# power steering fluid leak :(



## pesphoto (May 2, 2007)

Does anyone have experience with Lucas Power steering Stop Leak or similar? Does it work? can it be used in any type of vehicle?
http://www.lucasoil.com/products/display_products.sd?iid=28&catid=2&loc=show

Any other products or do I need to go shell out he bucks to my mechanic.

thanks


----------



## robbie2883 (Aug 12, 2008)

shell out the bucks....unfortunately the "stop leak" products usually clog the system and stop flow as well as leaks. this goes for any kind of stop leak for any fluid system in a motor. never good stuff to use.


----------



## Rehabber (Dec 29, 2005)

The stop leak formulas for power steering WILL NOT clog anything up. The chemicals in them are designed to soften the seals that have hardned over time. Worth a try, I like K & W trans-X.


----------



## pesphoto (May 2, 2007)

Thanks guys! I did email with my mechanic last night and he told me it's worth a try. He knows my car pretty well. So I bought some of the Lucas Oil stuff.
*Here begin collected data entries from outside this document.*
PR #16, opened 2017-04-05
Fix build on 10.4 and i386

mistydemeo:
This adapts a few fixes already in use on Tigerbrew.

### DIFF
--- a/Formula/portable-openssl.rb
+++ b/Formula/portable-openssl.rb
@@ -16,6 +16,12 @@ class PortableOpenssl < PortableFormula
     sha256 "0f119da204025da7808273fab42ed8e030cafb5c7ea4e1deda4e75f066f528fb"
   end
 
+  # Fixes ASM for i386 builds on older OS Xs
+  patch :p0 do
+    url "https://trac.macports.org/export/144472/trunk/dports/devel/openssl/files/x86_64-asm-on-i386.patch"
+    sha256 "98ffb308aa04c14db9c21769f1c5ff09d63eb85ce9afdf002598823c45edef6d"
+  end
+
   def openssldir
     libexec/"etc/openssl"
   end
@@ -37,7 +43,7 @@ class PortableOpenssl < PortableFormula
   end
 
   def configure_args
-    %W[
+    args = %W[
       --prefix=#{prefix}
       --openssldir=#{openssldir}
       no-ssl2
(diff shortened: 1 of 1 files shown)


Formula/portable-openssl.rb
```diff
@@ -37,14 +42,18 @@ def arch_args
...
+    args = %W[
       --prefix=#{prefix}
       --openssldir=#{openssldir}
       no-ssl2
       zlib-dynamic
       no-shared
       enable-cms
     ]
+
+    args << "no-asm" if MacOS.version < :leopard
```
mistydemeo: Xcode 2.5's assembler is too old, and I'm not yet at the point of backporting a new assembler.

Formula/portable-openssl.rb
```diff
@@ -16,6 +16,11 @@ class PortableOpenssl < PortableFormula
     sha256 "0f119da204025da7808273fab42ed8e030cafb5c7ea4e1deda4e75f066f528fb"
   end
 
+  patch :p0 do
```
mistydemeo: Necessary for i386 builds.

Formula/portable-openssl.rb
```diff
@@ -74,7 +83,7 @@ def install
       system "make"
       system "make", "test"
 
-      if build.with? "universal"
+      if build.with? "universal" && archs.length > 1
```
MikeMcQuaid: Probably needs parens here to work as expected.

Formula/portable-openssl.rb
```diff
@@ -83,7 +92,7 @@ def install
     system "make", "install", "MANDIR=#{man}"
     rm_rf man
 
-    if build.with? "universal"
+    if build.with? "universal" && archs.length > 1
```
MikeMcQuaid: Probably needs parens here to work as expected.

Formula/portable-openssl.rb
mistydemeo: Oh, good point.

I'm also rethinking my universal approach - even if "universal" usually doesn't include 64-bit archs on Tiger and Leopard, I may look at making the portable formulae build i386/ppc.

xu-cheng: Just my two cents, this could be just `if archs.length > 1`

mistydemeo:
Removed the universal commit.

PR #20, opened 2017-04-06
portable-git various improvement

xu-cheng:
* Guard macos version check with OS.mac?
* use SHA256


xu-cheng:
> Do we care about making MacOS checks into OS::Mac checks?

I am fine with both. And it seems that `MacOS` is used more frequently.

PR #23, opened 2017-04-07
Fix broken zlib on Linux

xu-cheng:
Replace #11


sjackman:
Hi, Xu. Is this PR addressing an issue that you experienced? Or is the primary intention to achieve static linking against zlib?

xu-cheng:
@sjackman currently portable openssl build is broken on the Linux. This PR is intended to solve this.

PR #25, opened 2017-04-08
portable-curl: fix for Linux

xu-cheng:
Fix portable-c-ares for Linux by linking to c-ares.


sjackman:
Thanks for this work, Xu.

PR #26, opened 2017-04-08
portable-formula: fix (potential?) typo in comment

alyssais:
I'm guessing this is what you meant, @mistydemeo? I know very little about this though so could be wrong.


xu-cheng:
Thanks @alyssais

mistydemeo:
Good catch, thanks!

PR #27, opened 2017-04-09
Add portable-ruby@2.2

mistydemeo:
This adds a formula for Ruby 2.2, the newest version that currently builds universal when statically linked. Ruby 2.3 and 2.4 currently don't build [due to a bug with statically linked ext](https://bugs.ruby-lang.org/issues/13413). This also includes a patch that scopes the universal workaround to only be applied to `portable-ruby`, not other Ruby versions.

Universal is important for me with Tigerbrew, as I'll want to be shipping a single binary for both PowerPC and Intel. I also prefer shipping a version that's currently supported upstream; 2.0 and 2.1 are both EOL.

### DIFF
--- a/Abstract/portable-formula.rb
+++ b/Abstract/portable-formula.rb
@@ -43,8 +43,8 @@ class PortableFormula < Formula
     subclass.class_eval do
       keg_only "Portable formula is keg-only."
 
-      # TODO remove `subclass.name !~ /PortableRuby/` when updating portable-ruby to 2.1 or above.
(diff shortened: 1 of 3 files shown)


xu-cheng:
Could you apply similar change as https://github.com/Homebrew/homebrew-portable/commit/7c7439c01c4b75f29efa12f780bd14bcabe8d01d for Linux build and update README table to reflect this new formula? Thanks.  :+1:

mistydemeo:
Done!

PR #28, opened 2017-04-10
portable-ruby@2.2: fix build on PPC and Tiger

mistydemeo:
* Fix access to the `mcontext` struct, used on Intel, which changed shape between 10.4 and 10.5.
* Fix the universal `CFLAGS` by ensuring GCC doesn't interpret `-march` as an argument to be used when `-arch` is `ppc`.
* Tiger's make (3.80) is too old to understand Ruby's makefile; 3.81 or later is needed.

### DIFF
--- a/Formula/portable-ruby@2.2.rb
+++ b/Formula/portable-ruby@2.2.rb
@@ -6,6 +6,7 @@ class PortableRubyAT22 < PortableFormula
   url "https://cache.ruby-lang.org/pub/ruby/2.2/ruby-2.2.7.tar.gz"
   sha256 "374184c6c5bbc88fb7bad422368d4053a236fb6587f0eff76146dcba57f93da5"
 
+  depends_on "make" => :build if OS.mac? && MacOS.version < :leopard
   depends_on "makedepend" => :build
   depends_on "pkg-config" => :build
   depends_on "portable-readline" => :build
@@ -90,8 +91,8 @@ class PortableRubyAT22 < PortableFormula
     args << "--with-opt-dir=#{paths.join(":")}"
 
     system "./configure", *args
-    system "make"
-    system "make", "install"
+    make
+    make "install"
 
     abi_version = `#{bin}/ruby -rrbconfig -e 'print RbConfig::CONFIG["ruby_version"]'`
     abi_arch = `#{bin}/ruby -rrbconfig -e 'print RbConfig::CONFIG["arch"]'`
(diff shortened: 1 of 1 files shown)


Formula/portable-ruby@2.2.rb
```diff
@@ -6,6 +6,7 @@ class PortableRubyAT22 < PortableFormula
   url "https://cache.ruby-lang.org/pub/ruby/2.2/ruby-2.2.7.tar.gz"
   sha256 "374184c6c5bbc88fb7bad422368d4053a236fb6587f0eff76146dcba57f93da5"
 
+  depends_on "make" => :build if MacOS.version < :leopard
```
xu-cheng: Need `OS.mac?` here.

Formula/portable-ruby@2.2.rb
```diff
@@ -17,6 +18,27 @@ class PortableRubyAT22 < PortableFormula
   end
 
   def install
+    # mcontext types had a member named `ss` instead of `__ss`
+    # prior to Leopard; see
+    # https://github.com/mistydemeo/tigerbrew/issues/473
+    if Hardware::CPU.intel? && MacOS.version < :leopard
```
xu-cheng: Need `OS.mac?` here.

Formula/portable-ruby@2.2.rb
```diff
@@ -64,8 +89,8 @@ def install
     args << "--with-opt-dir=#{paths.join(":")}"
 
     system "./configure", *args
-    system "make"
-    system "make", "install"
+    make
+    make "install"
```
xu-cheng: Should we use `make` method for all of formulae in this repo?

Formula/portable-ruby@2.2.rb
xu-cheng: If this is also needed for other formulae,  we could move `depends_on "make" => :build` to `PortableFormulae`

mistydemeo: Right now, it's only needed for Rubies, not other formulae.

Formula/portable-ruby@2.2.rb
mistydemeo: In my experience, 99% of things work on make 3.80; only a few things run into its bugs.

xu-cheng: Cool. I just thought using `make` method everywhere may be more consistence.

mistydemeo: If we run into another non-ruby formula in this tap that needs it, I'll convert everything over!

PR #29, opened 2017-04-13
tweak LDFLAGS

xu-cheng:
* Enable `-Wl,search_paths_first` for all formulae on macOS to prefer to
  using our portable static libraries.
* Do not pass `-Wl,search_paths_first` on Linux. It is an invalid flag for
  gcc, which always prefers to paths specified by `-L` already.
* Refactor `PortableFormulaMixin#install`.


xu-cheng:
@mistydemeo As I don't have access to Mac OS X 10.5 and 10.4. Would you mind to test this PR, so I didn't accidentally break anything? Thanks 🙇

PR #33, opened 2017-04-15
curl: fix replacing CFLAGS

mistydemeo:
curl sets `-mmacosx-version-min=10.8` in CFLAGS if not otherwise specified, and since we're overriding CFLAGS, the value set by stdenv gets erased. This does a more conservative replacement, which only strips arch-related flags.


mistydemeo:
I will eventually get superenv going on Tiger, but

a) it will require more work because Tiger doesn't ship `xcrun`, and
b) I need to upgrade Ruby for all Tigerbrew users, e.g. the formulae in this repo are a prerequisite.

Just waiting for the level to go down a bit more before adding it in. How many people can say they have a mechanic that will email them advice!!


----------



## sssalas (Sep 8, 2008)

*Personally*



pesphoto said:


> Thanks guys! I did email with my mechanic last night and he told me it's worth a try. He knows my car pretty well. So I bought some of the Lucas Oil stuff. Just waiting for the level to go down a bit more before adding it in. How many people can say they have a mechanic that will email them advice!!


 
Personally I would never put any form of stop leak in any automotive system! I can't tell you how many times Ive seen ATF in power stearing systems, that is usually the cause of the line leaks. Replacing lines is one thing, and quite a pain on some modles, but even more expensive to the client is when either the rack or the steering gear leaks!!!!!!


----------



## DangerMouse (Jul 17, 2008)

my mechanic suggested i add "Lucas transmission fix" to mine when he did a flush and filter, seems to have worked out quite well. no more slipping and no more noise in my 35 yr old truck.

DM


----------